■ Your objective: Where a line of the material contains the string "buffering", copy that line.

■ Data extract:
Issue #91, opened 2021-04-12
What happens when a new pending activation interrupts long poll?


Sushisource:
See original discussion here: https://github.com/temporalio/sdk-core/pull/89

We need to test and determine best course of action when a new PA interrupts a poll. Ideally it should cancel the request, but there are many potential weird corner cases here like what to do if things race and we somehow get a new task back but don't acknowledge it.

bergundy:
Does this happen when we receive a workflow task that triggers multiple "sequential" activations and haven't sent them all out to lang while lang polls for the next workflow task?
Perhaps it would make more sense to split polling into 2 methods:
poll_workflow_task_for_specific_workflow
poll_any_workflow_task

Or maybe when a workflow activation completes core responds with next pending activation if one is available.

We should think about it.

bergundy:
Maybe buffering the poll response from the server is a better way to go here.
It keeps the interface simple and the only downside I see is that lang might not pull the buffered task fast enough to avoid WFT timeout.
This might not be such a bad thing considering that lang controls the WFT poll limits.

Sushisource:
I'm worried buffering just opens up too many corner cases. You have to deal with the timeout you mentioned, but also that the buffered poll could be for a *different* task queue than the one you just asked to poll, etc etc.

But.....

Vitaly and I had talked before about potentially responding to completions with new pending activations. We decided against it initially because it felt a little unpleasant to have to have a whole new control flow for that. But, it does solve this problem handily, and the "different task queues" problem actually *already* exists for Pending Activations and it would solve that too. So, that might be a nice way to kill two birds with one stone. It does make things way more clear in that "poll" now always means "yes, actually poll the server" and frankly it'd probably make a bunch of what I am doing in https://github.com/temporalio/sdk-core/pull/93 easier. @vitarb What do you think?

bergundy:
What if we just respond with all pending activation to the poll request? Is there a reason not to do that?

Sushisource:
> What if we just respond with all pending activation to the poll request? Is there a reason not to do that?

Per discussion in call: Not possible. We need lang to reply with appropriate commands during replay to check against history.

mfateev:
Note that synchronous reply can take a long time if the core has to retrieve the next page of a history from the service.

bergundy:
That's not an issue for node and python at least because the api call does
not block a thread.

Sushisource:
[...]

PR #96, opened 2021-04-15
Eliminate pending activations by returning new activations from complete

Sushisource:
## What was changed:
Return new activations from completing them, when required

## Why?
* Eliminates complexity around pending activations
* When you call poll, you always poll the server now
* When you poll, your activation is always for that task queue
* Eliminates question about how to "buffer" server responses if lang is dealing with pending activations - so closes https://github.com/temporalio/sdk-core/issues/91

## Checklist
TODO: 
- [ ] Saw stalling behavior if lang side didn't deal with returned activations from a completion (I think this is because workflow task timeout isn't working right)
- [ ] Cleanup pass

1. Closes issue: 
Closes https://github.com/temporalio/sdk-core/issues/91

2. How was this tested:
Existing & new tests


Sushisource:
This may get closed in favor of another solution Max helped us realize that maintains the existing API by simply not starting any polling behavior until all pending activations are cleared out. Will leave as draft until I've had time to explore that.

vitarb:
As far as I understand, we are not going to land this one, right?

Sushisource:
> As far as I understand, we are not going to land this one, right?

Nope. Not for alpha at least. Want to keep it around if we revisit after.

bergundy:
@Sushisource should we keep this draft?
I think we pretty much realized that this not the direction we're taking.

Sushisource:
:wave: Goodbye, PR. I still think you're a nifty idea but it's been too long.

■ Expected answer:
Maybe buffering the poll response from the server is a better way to go here.
I'm worried buffering just opens up too many corner cases. You have to deal with the timeout you mentioned, but also that the buffered poll could be for a *different* task queue than the one you just asked to poll, etc etc.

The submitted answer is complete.